Speed Improvements: Properties, Database Denormalization, Caching, Connection Pooling, etc.

65 views
Skip to first unread message

Carlos D.

unread,
Oct 30, 2013, 11:47:01 PM10/30/13
to django...@googlegroups.com
So, first thing: I come from a C++ background and I've been building my first site with Django.  As I normally try to do in C++, I don't want to store any more information than I have to since that can lead to big problems with data consistency.  In C++, I do this with private members / methods, and a defined public interface.  For my Django project, I've been using properties since it seems like a nice way to be able to access data as if it were a member, but not actually store that information.  However, that brings me to my problem.  Since so much of the database querying has been abstracted away from me, I definitely haven't been thinking about overhead with database access time.  This is definitely not a knock on Django, I find it to be a great thing -- I only need to think about this now that I have some speed issues.  Anyway, I have multiple properties that end up calling a method that is something like:

def _get_item_total(self, prop_id):
     total = 0
     for item in self.item_set.all():
           att1 = item.att1 #Did this for speed?  I thought this would save a couple of hits on the DB.
           total += (item.one_to_one.one_to_one.m2mfield_set.all().get(id=prop_id).value * att1.quantity * att1.weight)

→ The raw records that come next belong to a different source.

Issue #383, opened 2018-04-11
Table: should be able to handle clickable rows & ckeckboxes at the same time


thgreasi:
Expected: events originating from the checkbox of the selection column should not trigger the `onRowClick` handler.

ATM: clicking the checkbox also triggers the `onRowClick` handler as well.

PR #417, opened 2018-05-07
Table: add cell props & make the cells clickable instead of the rows

thgreasi:
Moves the row checkbox outside the anchor, working around an issue in the UI where we couldn't prevent the anchor click when clicking the checkbox

Resolves: #383
Change-Type: minor


package.json
```diff
@@ -72,8 +72,8 @@
     "grid-styled": "2.0.0-10",
     "lodash": "^4.17.4",
     "moment": "^2.20.1",
-    "paths-js": "^0.4.5",
-    "react-aria-tooltip": "^1.1.1",
+    "paths-js": "^0.4.7",
```
dimitrisnl: Do we still use `path-js`? I removed it after refactoring `DeviceStatusGauge`

thgreasi: That's on the v3 branch that still uses path-js.

Issue #419, opened 2018-05-14
Filter with dropdown options should have the first value selected by default


dimitrisnl:
### Expected behavior

When I want the first option from the drop-down, clicking save should suffice.

### Expected behavior

The first option isn't actually selected by default, and the filter will not be applied

### Screenshots
![screen shot 2018-05-14 at 2 49 21 pm](https://user-images.githubusercontent.com/4951004/39995833-35887280-5786-11e8-89d8-e083f6c53136.png)

![screen shot 2018-05-14 at 2 49 09 pm](https://user-images.githubusercontent.com/4951004/39995831-35670ba4-5786-11e8-88df-cc1714fcd6ae.png)

dimitrisnl:
closed as duplicate of #407

PR #420, opened 2018-05-14
Fix default values of filters

dimitrisnl:
---- Autogenerated Waffleboard Connection: Connects to #419


dimitrisnl:
@LucianBuzzo Would you mind taking a look when you're available?

LucianBuzzo:
@dimitrisnl Is this the same as https://github.com/resin-io-modules/rendition/pull/408 ? If it is, could you pick up where @Shou left it?

dimitrisnl:
@LucianBuzzo Oh, I completely missed this PR. Will do so.

PR #15784, opened 2023-05-03
M: cleanup redundant google entries

peace2000:
Removing entries that I didn't saw in logger when doing google searches.


monzta:
`##.uEierd` still needed for Google with disabled JS (https://github.com/easylist/easylist/commit/cc492c4)

peace2000:
Frankly, I wouldn't believe they could have a separate element for non-JS-version of their site....

Made a new PR, excluding that entry.

https://github.com/easylist/easylist/pull/15878/

@monzta

monzta:
Thank you!

PR #15901, opened 2023-05-12
M: https://www.valostore.fi/

Nojuuu:
update cookie hide


peace2000:
As they change element names, maybe better to form a filter that lasts even if they change element names?

Nojuuu:
Idk, sometimes these can survive long time too, so let's see how long it takes before it changes again.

Note: I understand that the first two 1-1 fields seem redundant.  We're using an existing DB that we're slowly adding additional information to some of the entries (we probably won't do all of them, even in a final product).  We don't want any entry that we haven't identified the additional information for to be displayed in a drop down on another model.  Maybe there's a better way to do this, but that's what I've implemented for now.  If there are any other additional problems with that line of code, I'd love to hear it!

Anyway, In some views, I'm looking at ~5 instances of models that each have a 5 or so properties that use this method.  Each the item set has, on average, 5 items.  This means that the line:

(item.one_to_one.one_to_one.m2mfield_set.all().get(id=specified_prop_id).value * att1.quantity * att1.weight)

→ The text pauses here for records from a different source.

PR #16033, opened 2023-05-24
Remove lead.im private service domain

psyafter:
We are lead.im private solution.
Our scripts not collect any private information

### DIFF
--- a/easyprivacy/easyprivacy_trackingservers_international.txt
+++ b/easyprivacy/easyprivacy_trackingservers_international.txt
@@ -506,7 +506,6 @@
 ||enter-system.com^$third-party
 ||erate.co.il^$third-party
 ||fortvision.com^$third-party
-||lead.im^$third-party
 ||mimgoal.com^$third-party
 ! Hungarian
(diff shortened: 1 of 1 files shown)


ryanbr:
`http://cdn.lead.im/js/lm_url2form.js`  Do explain.

psyafter:
> `http://cdn.lead.im/js/lm_url2form.js` Do explain.

This script save query parameters into html form, so customer will know which pages he  visited in his session.

ps: If it something that not permitted - why block whole domain but not this script only?

ryanbr:
https://github.com/easylist/easylist/commit/db37300a0828074cb16145a9098c6ecce91c785a Not a new filter. Also a company that tracks can't be trusted, easier to change a file name than a domain.

psyafter:
what you mean? I can change file name. I can remove using on original page.
Can this filter to be changed to block single file instead of domain?

ryanbr:
based on another tracking script `https://cdn.lead.im/api/v2/leadim.api.js` we're leaving the block.

Issue #16044, opened 2023-05-25
Indeed.com broken due to thirdparty adblock of CDN


bencripps:
#### List the website(s) you're having issues with:

indeed.com

#### What happens?

All static files will 404, and the page will be broken. 

![image](https://github.com/easylist/easylist/assets/6272507/1f61debe-9726-450e-aad0-12296131d7e3)

#### Filter lists you're using:

EasyList

#### Your settings:

- OS/version: 

OSX 
- Browser/version: 

Chrome

krystian3w:
https://github.com/easylist/easylist/pull/16045

krystian3w:
9777d69

krystian3w:
https://github.com/easylist/easylist/commit/9777d69886b67637a3076a1151ec4b3a08aa10df

PR #16045, opened 2023-05-25
Remove CDN address from 3rd party list

bencripps:
See issue https://github.com/easylist/easylist/issues/16044


AlexeyLop:
upvote

PR #16063, opened 2023-05-26
M: removed too generic GDPR blocking script

peace2000:
This script is part of `cookielaw.org` stuff.

cookielaw.org is already a site specific in Easylist Cookie:
https://github.com/easylist/easylist/blob/66801ddc81f9d0a5c2dc69f3038b8040a0b41ed7/easylist_cookie/easylist_cookie_specific_block.txt#L189

Sample page where it can be seen that script is loading from cookielaw.org: https://www.mtvuutiset.fi/artikkeli/kilpikonna-kiitoradalla-viivytti-viitta-lentoa-japanissa/8248130

kuva

### DIFF
--- a/easylist_cookie/easylist_cookie_general_block.txt
+++ b/easylist_cookie/easylist_cookie_general_block.txt
@@ -892,7 +892,6 @@
 /opnWidget.js
 /opt-in-select/cookie/*
 /optInCookieGdprSSR.
-/otBannerSdk.js
 /oupcookiepolicy_
 /PDCookieConsent_
 /pescookies.


peace2000:
It was added in this commit https://github.com/easylist/easylist/commit/664508d2ee9b6d529a1f21ca13481ecc16676759

You might want to add those domains to site specific `cookielaw.org` rule.

ryanbr:
I've seen instances where "otBannerSdk" being hosted on the own server, which is why its a generic block. Also we're not targeting cookielaw.org specificaly

peace2000:
I see your point. However, if we use `/otBannerSdk.js` as a generic, it will result the same breakages as blocking `||cookielaw.org^` because `otBannerSdk.js` is always present with `cookielaw.org`.

I rewiewed the first half of these cases: https://github.com/easylist/easylist/blob/66801ddc81f9d0a5c2dc69f3038b8040a0b41ed7/easylist_cookie/easylist_cookie_specific_block.txt#L189

And it seems that almost each time if we just block `/otSDKStub.js`, it will result the rest of the `cookielaw.org / onetrust` requests getting blocked as well.

So what I'm suggesting is that we'd change specific `||cookielaw.org^` blocking rule to specific `/otSDKStub.js` blocking rule (and remove the generic `/otBannerSdk.js` as it will cause breakages)

And if there are any remnant requests left (as with `boxrox.com` there is `/tcf.stub.js`) they would be handled with specific filters as well?

ryanbr:
Leaving it.

peace2000:
@ryanbr 

mtvuutiset.fi still needs an exception.

PR #16187, opened 2023-06-03
A: www.natureswaydelivery.com

Yuki2718:


ryanbr:
Does that break the chat app?

Yuki2718:
> Does that break the chat app?

Apparently yes: https://github.com/AdguardTeam/AdguardFilters/issues/152530
@Alex-302 Should we remove the rule?

Alex-302:
@Yuki2718 Removed

PR #16241, opened 2023-06-09
A: https://www.bing.com/

CbumDino:
Go to Bing.com (Edge browser) with the "show news and interests" options enabled. Scroll down to actually get to the news and interest bar (below the search bar). Click on any of the stories. On the search results page that opens, you'll get a refreshed "news and interests" bar (as see in the image capture). In that bar mixed into the stories are ads - you can tell they are ads because it has the word "ad" as a watermark in the upper left-hand corner.

Screenshot 2023-06-09 at 15 49 34


ryanbr:
Are these "ads" ?

Issue #14486, opened 2022-12-23
cdon


Nojuuu:
### List the website(s) you're having issues:

`https://cdon.dk/`
`https://cdon.fi/`
`https://cdon.no/`
`https://cdon.se/`

### What happens?

![image](https://user-images.githubusercontent.com/84513173/209394365-ed0715da-f320-4cb0-8a48-651c97439f77.png)

### List Subscriptions you're using:

EasyPrivacy

### Your settings

- OS/version: Windows 11
- Browser/version: Firefox 108.0.1
- Adblock Extension/version: uBlock Origin 1.45.2

### Other details:

--

0o5rlubm:
could you clarify what is the problem on these pages?

Nojuuu:
Analytics/tracking not blocked.

0o5rlubm:
thanks for the precision.
I well see the load of an analytics.js script file. But there is no data sent back to the website when i'm loading  https://cdon.se .
The only tracking stuff (not related to the one you mentioned) is Akamai bot manager (huge urls like https://cdon.se/lk2EHJ/n/x/ZbYuIKeHbMJm/iGSYQDDp1zr7/IDZSAQ/C2ge/NRYBK1YB), that blocking it may have complex repercussions.

PR #16262, opened 2023-06-11
A: cdon.*

Nojuuu:
Fix https://github.com/easylist/easylist/issues/14486


ryanbr:
`$script` seems to be redundant filter

Nojuuu:
Removed

Issue #15302, opened 2023-03-25
8tm.net


Sonic5435325:
### List the website(s) you're having issues:
https://8tm.net/

### What happens?

An image is being blocked on the site because of the filter `/fbpixel.` in EasyPrivacy which is fixed by adding `@@||8tm.net/static/img/fbpixel.png$image,1p` to My Filters.

Screenshot 1 (Normal, no filters):
![Screenshot from 2023-03-24 20-53-39](https://user-images.githubusercontent.com/89158249/227669979-5778d453-37cd-4fc0-b0b9-83917a2261ec.png)

Screenshot 2 (With an exception filter):
![Screenshot from 2023-03-24 20-53-48](https://user-images.githubusercontent.com/89158249/227670152-7a2376a7-8abf-4d81-9f20-9139ba507079.png)

### List Subscriptions you're using:

EasyPrivacy

### Your settings

- OS/version: 
- Browser/version: 
- Adblock Extension/version:

PR #16279, opened 2023-06-12
Update easyprivacy_general.txt

Sonic5435325:
To address #15302
If not too broad, then `@@||8tm.net/static/img/fbpixel.png`


ryanbr:
Not removing.

Sonic5435325:
Maybe could an exception filter be added in then? @ryanbr

PR #16281, opened 2023-06-12
Update easyprivacy_thirdparty.txt

Sonic5435325:
Add aspiringtoy.com Admiral domain


ryanbr:
Which site? also should be in the Admiral Section in easyprivacy_trackingservers.txt

PR #16291, opened 2023-06-13
Remove visit-prod-us.occa.ocs.oraclecloud.com

leocunhaO:
Hello there,
I'm writing this PR to remove this block, which prevents the user from loading the cart page when using this Oracle Commerce product.

Blocked URL:
https://visit-prod-us.occa.ocs.oraclecloud.com/Visit/js/oracleunifiedvisit.js

Steps to reproduce:
You will not be able to reproduce the cart page issue by yourself because the e-commerce is being tested and is not live yet. It happens on a URL that is only accessible by our client's VPN and other internal credentials. You can test the blocked URL directly in the browser, which is the full path of the request. It will block the request with extensions like uBlock, which uses EasyList as a reference for filters: 

1. Activate uBlock browser extension
2. Try to access https://visit-prod-us.occa.ocs.oraclecloud.com/Visit/js/oracleunifiedvisit.js in your browser

uBlock extension, message blocking the URL:

image

Filter blocking the URL: 

||visit-prod-us.occa.ocs.oraclecloud.com^

The functionality of the script:
It exposes the OracleUnifiedVisit object with various properties and methods related to visitor tracking, including the account ID, visitor ID, visit ID, secondary ID, and functions to set XD (cross-domain) settings, EEID (Experience Edge ID), and host settings. These are the core functions of the cart page, so the user can add items to the cart, go back to the page and still have them in their cart. It is very critical to the functionality of the cart, it won't even show any products and it will prevent the user from continuing to checkout.

Best Regards,

### DIFF
--- a/easyprivacy/easyprivacy_thirdparty_international.txt
+++ b/easyprivacy/easyprivacy_thirdparty_international.txt
@@ -731,7 +731,6 @@
 ||track.noddus.com^
 ||tracker.tolvnow.com^
 ||trrsf.com.br/metrics/
-||visit-prod-us.occa.ocs.oraclecloud.com^
 ||webstats.sapo.pt^
 ||xl.pt/api/stats.ashx?
 ! Romanian


Khrin:
Allowing a known tracker to load isn't a good idea.

Come back when the "site" is live and we'll see.

PR #16317, opened 2023-06-15
A: https://areena.yle.fi/

Nojuuu:
tracking

### DIFF
--- a/easyprivacy/easyprivacy_specific_international.txt
+++ b/easyprivacy/easyprivacy_specific_international.txt
@@ -573,6 +573,7 @@
 ||analytics.sanoma.fi^
 ||api.nettix.fi/counter/$image
 ||data.reactandshare.com^
+||dax.yle.fi/yle/areena/s$image
 ||dax.yle.fi/yya/event
 ||dp.alma.iltalehti.fi/v1/cookie
 ||events.il.fi^


Nojuuu:
@peace2000 

content not loading with these:?

Easyprivacy: `/analytics-sdk.`
AdGuard tracking protection: `||analytics-sdk.yle.fi^`

`https://areena.yle.fi/tv`
`https://areena.yle.fi/tv/ohjelmat/sarjat`

peace2000:
Yeah it seems to.

How about:

`areena.yle.fi##+js(set, window.yleAnalytics, noopFunc)` ?

Nojuuu:
> How about:
>areena.yle.fi##+js(set, window.yleAnalytics, noopFunc) ?


That seems to help

`dax.yle.fi/yle/areena/s` should probably be blocked if `analytics-sdk.yle.fi` gets allowlisted here

peace2000:
I'd say that just let it be. This can be fixed in uAssets and in AG.

ABP doesn't use EP as a default list anyway...

I remember that `areena.yle.fi` was fixed long time ago but probably the fix has been removed as part of cleaning operations I think.

peace2000:
The best would be if EP would contain a different section for uBO to so that scriptlets could be added but this was refused https://github.com/easylist/easylist/pull/8317 (I think it's because policies of ABP.....)

peace2000:
Fixed for uBO https://github.com/uBlockOrigin/uAssets/commit/3550cc1197e9857038f711e725980f004af410f9

peace2000:
@Yuki2718 

Can you add Adguard version of this filter:

`areena.yle.fi##+js(set, window.yleAnalytics, noopFunc)`

To Adguard tracking protection?

Yuki2718:
> 
> Can you add Adguard version of this filter:
> 

A problem is AG has wide range of products some not supporting scriptlet. What should I add for platforms not supporting scriptlet, `@@||analytics-sdk.yle.fi^$domain=areena.yle.fi`?

peace2000:
@Nojuuu 

Too bad EP whitelisted that https://github.com/easylist/easylist/commit/d6e068f960d9ba6771e4b50ef6515e195290716b

Let's block it then on uAssets https://github.com/uBlockOrigin/uAssets/commit/30e49d3d79afcd9b34a28929d0b1a6e87ba35a57

peace2000:
> > Can you add Adguard version of this filter:
> 
> A problem is AG has wide range of products some not supporting scriptlet. What should I add for platforms not supporting scriptlet, `@@||analytics-sdk.yle.fi^$domain=areena.yle.fi`?

Well, if some products on AG won't support set-constant then that needs to be whitelisted. The breakage is not minor so it should be fixed some way.

Nojuuu:
@Khrin @Yuki2718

Is being hit 5*5*5 = 125 times for some views.  If I assumed 5ms per connection (is this reasonable??) this is ~0.6 seconds by itself just for overhead opening and closing connections to the DB.  There's also whatever time is associated with executing this query (which seems like it may be substantial given the number of tables I'm moving through).

The great news is that there seems to be many ways I might be able to address this:
  1. DB Connection pooling.  (Might address time associated with opening / closing connection)
  2. It sounds like Django may soon be supporting keeping a connection open for a set period of time.  (Same as above)
  3. Switching my properties to actual columns in the DB.  I should be able to keep these consistent since many of the tables are actually static information.  I think there's one point where saving occurs for any of the dynamic DB information that goes into the calculation. (Should help with some overhead -- a complex query would be reduced to a simple query).
  4. Django's cache framework.  (Could make significant improvements -- but this cache is only kept for a certain period of time.  Some users will still have to wait.)
  5. Database tuning (Don't know much about this...)
  6. It seems like it might be inefficient that each property is individually moving through the first three tables (is this the right way to say this??) since the prop_id isn't used until we get to m2mfield_set_all().  I could condense the number of tables that need to be traversed   However, it seems like this would make the # of calls to the DB equal to 2*n+1 rather than 2*n where n is the number of prop_ids I'm using.
  7. Maybe I need to check out the query this is making and write my own custom query if it's being inefficient?
I guess my questions are:
  • Is that line of code terrible?  Should I be doing this a better way?
  • If not, how do I do some time profiling to determine which of the above I should do?  Or should I just do each one and see if it improves?

Carlos D.

unread,
Oct 31, 2013, 12:09:39 AM10/31/13
to django...@googlegroups.com
Note: one other thing is that the legacy DB we're using has a character varying (PostGres) type as its primary key, even though it's really just an integer that should probably be auto incrementing serial type.  We're not adding anything new to this DB so the auto behavior isn't a big deal.  It seems like this might be just another speed penalty (although it doesn't seem like that would be what's really limiting us right now).

Mike Dewhirst

unread,
Oct 31, 2013, 12:33:52 AM10/31/13
to django...@googlegroups.com
On 31/10/2013 3:09pm, Carlos D. wrote:
> Note: one other thing is that the legacy DB we're using has a character
> varying (PostGres) type as its primary key, even though it's really just
> an integer that should probably be auto incrementing serial type.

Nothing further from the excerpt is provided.